Uber's competitive edge is rooted in its unique position as one of the few companies globally offering both mobility and delivery services. Additionally, Uber has stakes in other major platforms like Careem, Grab (GRAB), and Didi, which strengthens its market position. With over 160 million consumers using its platform, Uber is well-placed to introduce related offerings and expand its services further.

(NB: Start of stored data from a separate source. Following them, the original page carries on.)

PR #289, opened 2021-03-10
Use PKCE auth flow (without a secret)

axbarsan:
Needs https://github.com/giantswarm/dex-app/pull/54


oponder (approved):
LGTM

marians:
Let's release this as a new major version, as it causes a bump in the UX.

axbarsan:
> Let's release this as a new major version, as it causes a bump in the UX.

Not sure if we need to bump to `v2.0` just for an internal authentication change. It does not change the way you run the login command.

The company is also making significant strides in the autonomous vehicle space through strategic partnerships. In the UAE, Uber has partnered with WeRide, integrating WeRide’s autonomous vehicles into the Uber app for rides. In the U.S., Uber has partnered with Avride, initially launching delivery robots in Austin, followed by Dallas and Jersey City in late 2024, with plans for autonomous vehicles in Dallas by 2025. Another partnership with Waymo will see Waymo’s autonomous vehicles available exclusively through the Uber app in Austin and Atlanta, where Waymo has already been providing fully autonomous trips in Phoenix. Uber has also teamed up with GM's (GM) Cruise, planning to launch Chevy Bolt-based autonomous vehicles through the Uber app by 2025, without specifying any geographic restrictions for deployment.
Finally, Uber One adoption continues to be strong, underscoring the platform’s stickiness and its economic moat, both of which are crucial for driving long-term growth.
Analysts have deemed UBER stock a “Strong Buy” with a mean target price of $91.76. This indicates an upside potential of about 28.9% from current levels. Out of 44 analysts covering the stock, 36 have a “Strong Buy” rating, 3 have a “Moderate Buy” rating, and 5 have a “Hold” rating.